*TASK PROMPT*: Can you retype only the lines from the one with "D8UN-653 Fiscal Council: Add sidemenu" through the final line of the material, exactly as given?
:: DATA EXTRACT
PR #698, opened 2021-08-13
D8UN-653 Fiscal Council: Add sidemenu

ooneill547:


web/sites/nifiscalcouncil/themes/nifiscalcouncil_theme/nifiscalcouncil_theme.theme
::::
*REPLY TO THE TASK*:
D8UN-653 Fiscal Council: Add sidemenu

ooneill547:


web/sites/nifiscalcouncil/themes/nifiscalcouncil_theme/nifiscalcouncil_theme.theme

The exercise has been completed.